• **AIM OF THE TASK**: Transcription of the full listing is required, character for character.

---

PR #2591, opened 2021-07-08
docs: Add Color documentation to our foundation section

jhardy:
This PR adds a documentation pages about our color palette and the various groups of color we have.

image


www/src/documentation/foundations/demos/Color.tsx
```diff
@@ -0,0 +1,296 @@
...
+    specializedText: []
+  }
+
+  const colorBands = {
+    core: coreColors.length,
+    intent: coreColors.length + intentColorKeys.length,
+    derivative: coreColors.length + intentColorKeys.length + derivativeColorKeys.length
+  }
+
+  for(const [key, value] of Object.entries(theme.colors)) {
```
jhardy, line 197: there might be a better way to do this, but the idea here is to break out the theme into their logical grouping, this way we can document each group in a bit more detail

www/src/documentation/foundations/demos/Color.tsx
```diff
@@ -0,0 +1,296 @@
...
+const derivativeColorKeys: Array<keyof DerivativeColors> = [
+  'field',
+  'inverse',
+  'inverseOn',
+  'neutral',
+  'linkInteractive',
+  'informAccent',
+  'positiveAccent',
+  'warnAccent',
+]
```
jhardy, line 56: Declaring color keys here and below feels a bit brittle. I was curious if we should export these from `design-tokens` package. Interested in  thoughts here.

www/src/documentation/foundations/demos/Color.tsx
```diff
@@ -0,0 +1,296 @@
...
+    }
+    else if(specializedTextColorKeys.includes(key)) {
+      colorList.specializedText.push([key, value])
+    }
+    else {
+      colorList.stateful.push([key, value])
+    }
+  }
+
+  colorList.stateful = chunk(colorList.stateful, 7)
```
jhardy, line 221: This chunks the stateful colors into logical groupings that made it easer to lay out for the docs

lukelooker (approved):
@jhardy - I went ahead and hacked on top of your PR to add exports for all of the color groupings this wanted to leverage as well as moving the function to break-up the theme's `color` object into it's requisite parts.

I also moved most of the demo text into `MDX` to help with search discovery and minimize the mixture of code and documentation. 

Assuming tests pass I think this is fine to merge as it doesn't have any "functional" effects on the library outside of improving the documentation around color.

lukelooker (dismissed):
Had to update a single snapshot from theme-editor demo.

jhardy:
@lukelooker thanks for your improvements, much better. I refactored the some of the grids for better responsive handling on the color page. 

I also went ahead and added some docs for the `radii` theme values after I saw you use `theme.radii[3]` and I was confused why it wasn't working, but it needed to be `theme.radii.medium`.

www/src/documentation/foundations/demos/ColorList.tsx
```diff
@@ -41,22 +41,28 @@ const ColorSwatch = styled(({ name, color, ...props }: ColorSwatchProps) => (
   &::before {
     background: ${({ color }) => color};
     border: 1px solid ${({ theme }) => theme.colors.ui3};
-    border-radius: ${({ theme }) => theme.radii[3]};
-    content: ' ';
+    border-radius: ${({ theme }) => theme.radii.medium};
```
lukelooker, line 44: 🤦

www/src/documentation/foundations/demos/ColorList.tsx
```diff
@@ -41,22 +41,28 @@ const ColorSwatch = styled(({ name, color, ...props }: ColorSwatchProps) => (
...
     display: block;
     height: 4rem;
-    width: 7.5rem;
+    margin-bottom: ${({ theme }) => theme.space.xsmall};
+    width: 100%;
   }
 `
 
+const ColorListGrid = styled(Grid)`
+ grid-template-columns: repeat(auto-fit, minmax(100px, 1fr));
```
lukelooker: I wonder if we should add `autofit` to `Grid` as a prop that takes the minimum value as a string and assumes the max is always `1fr` - seems like a pattern that could/would be useful elsewhere.

lukelooker (approved):
Pushed a commit with a couple of prettier clean-ups (lint doesn't require them in MDX but it was distracting me).

The custom grids you created expose a nice enhancement we could probably do to the grid component at some point (see inline comment).

PR #2594, opened 2021-07-09
fix(InputSearch): Return focus to input after clearing

mdodgelooker:
Adds `focus()` to the clear button handler in `ComboboxInput`. (`InputSearch` is the most obvious use case but this also affects `Select` and `SelectMulti` if they have `isClearable`).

---

• **WRITTEN RESPONSE**:
PR #2591, opened 2021-07-08
docs: Add Color documentation to our foundation section

jhardy:
This PR adds a documentation pages about our color palette and the various groups of color we have.

image


www/src/documentation/foundations/demos/Color.tsx
```diff
@@ -0,0 +1,296 @@
...
+    specializedText: []
+  }
+
+  const colorBands = {
+    core: coreColors.length,
+    intent: coreColors.length + intentColorKeys.length,
+    derivative: coreColors.length + intentColorKeys.length + derivativeColorKeys.length
+  }
+
+  for(const [key, value] of Object.entries(theme.colors)) {
```
jhardy, line 197: there might be a better way to do this, but the idea here is to break out the theme into their logical grouping, this way we can document each group in a bit more detail

www/src/documentation/foundations/demos/Color.tsx
```diff
@@ -0,0 +1,296 @@
...
+const derivativeColorKeys: Array<keyof DerivativeColors> = [
+  'field',
+  'inverse',
+  'inverseOn',
+  'neutral',
+  'linkInteractive',
+  'informAccent',
+  'positiveAccent',
+  'warnAccent',
+]
```
jhardy, line 56: Declaring color keys here and below feels a bit brittle. I was curious if we should export these from `design-tokens` package. Interested in  thoughts here.

www/src/documentation/foundations/demos/Color.tsx
```diff
@@ -0,0 +1,296 @@
...
+    }
+    else if(specializedTextColorKeys.includes(key)) {
+      colorList.specializedText.push([key, value])
+    }
+    else {
+      colorList.stateful.push([key, value])
+    }
+  }
+
+  colorList.stateful = chunk(colorList.stateful, 7)
```
jhardy, line 221: This chunks the stateful colors into logical groupings that made it easer to lay out for the docs

lukelooker (approved):
@jhardy - I went ahead and hacked on top of your PR to add exports for all of the color groupings this wanted to leverage as well as moving the function to break-up the theme's `color` object into it's requisite parts.

I also moved most of the demo text into `MDX` to help with search discovery and minimize the mixture of code and documentation. 

Assuming tests pass I think this is fine to merge as it doesn't have any "functional" effects on the library outside of improving the documentation around color.

lukelooker (dismissed):
Had to update a single snapshot from theme-editor demo.

jhardy:
@lukelooker thanks for your improvements, much better. I refactored the some of the grids for better responsive handling on the color page. 

I also went ahead and added some docs for the `radii` theme values after I saw you use `theme.radii[3]` and I was confused why it wasn't working, but it needed to be `theme.radii.medium`.

www/src/documentation/foundations/demos/ColorList.tsx
```diff
@@ -41,22 +41,28 @@ const ColorSwatch = styled(({ name, color, ...props }: ColorSwatchProps) => (
   &::before {
     background: ${({ color }) => color};
     border: 1px solid ${({ theme }) => theme.colors.ui3};
-    border-radius: ${({ theme }) => theme.radii[3]};
-    content: ' ';
+    border-radius: ${({ theme }) => theme.radii.medium};
```
lukelooker, line 44: 🤦

www/src/documentation/foundations/demos/ColorList.tsx
```diff
@@ -41,22 +41,28 @@ const ColorSwatch = styled(({ name, color, ...props }: ColorSwatchProps) => (
...
     display: block;
     height: 4rem;
-    width: 7.5rem;
+    margin-bottom: ${({ theme }) => theme.space.xsmall};
+    width: 100%;
   }
 `
 
+const ColorListGrid = styled(Grid)`
+ grid-template-columns: repeat(auto-fit, minmax(100px, 1fr));
```
lukelooker: I wonder if we should add `autofit` to `Grid` as a prop that takes the minimum value as a string and assumes the max is always `1fr` - seems like a pattern that could/would be useful elsewhere.

lukelooker (approved):
Pushed a commit with a couple of prettier clean-ups (lint doesn't require them in MDX but it was distracting me).

The custom grids you created expose a nice enhancement we could probably do to the grid component at some point (see inline comment).

PR #2594, opened 2021-07-09
fix(InputSearch): Return focus to input after clearing

mdodgelooker:
Adds `focus()` to the clear button handler in `ComboboxInput`. (`InputSearch` is the most obvious use case but this also affects `Select` and `SelectMulti` if they have `isClearable`).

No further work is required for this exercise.